Well, I wouldn't run any "nice" electronics on generator power, no matter who was making the generator. 

I don't trust the power company either - I have an APS voltage regulator running before the hefty surge protector before reaching my electronics hub. And the only thing that gets plugged in during generator use is the TV and the cable box. 

But as far as 5500W being enough power - the water heaters these days start at 4500W, so if you turn that on, you are left with little overhead. Most furnace blowers (if using natural gas) will easily go over 1000W so you are SOL right there alone, not to mention a fridge, some lights, TV, the sump pump is very important depending on the natural disaster and your homestead, maybe a water well, if you live in the country, etc. Heck, the microwave alone draws 1kW+ 

I wonder if you have used it to power your house and if so - what appliances have you had on during use?

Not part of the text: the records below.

Issue #89, opened 2015-10-06
Coordinate file for pixel missing


alkemyst:

alkemyst:
Apparently the fix for this did not make its way to the dev branch

alkemyst:
Should be fixed in https://github.com/alkemyst/tkLayout/commit/765820e82b2c62cc9062117fb0122be20eb3bba3 (commit 765820e8)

P.S. I'm not really hating on the Honda, I just keep trying to add the numbers and just doesn't work. Maybe it's a good deal if bought used?


----------



## montr

The EU6500is is powerful enough to power the whole house. It is connected to a Reliance 10 circuit transfer switch to power the essential circuits. It easily power the water heater (high efficiency condensing Rheem NG tankless, 40W), electronics, computers, lights (mostly LED), 3 tons A/C (Trane 20i on first stage, 1.1 KW) and NG furnace (variable speed 95% Trane, 200W). The only appliance that it will not power is the electric oven.

I do not have to do any load shedding, it can power it all without any dip in voltage or change in frequency. Note: The air handler is set to start 10 seconds after the compressor to minimize surge current. Also, the air handler is variable speed and does not have a large starting current.


----------



## Surge

I'm not hating on the Honda 6500, but since we are talking power output, you get 500 more watts with the Ridgid. Also, the Ridgid has a considerably longer run time, thanks to the bigger fuel tank. 
I'm guessing the Ridgid is going to be a bit more efficient too, since it's not powering an inverter. 
As for voltage regulation, I wouldn't run sensitive A/V or other electronics on ANY generator. If you're really concerned, use something like a PS Audio P5/10 AC regenerator. 

Oh and the Honda is a good 6" wider...not good. I find the Ridgid hard to fit in spots already. 

I suppose if you use it often enough, the honda makes more sense, just for piece of mind (although both units have the GX390 engine, so the differences are in the generator windings and how it's built. That's a pretty simple device though...)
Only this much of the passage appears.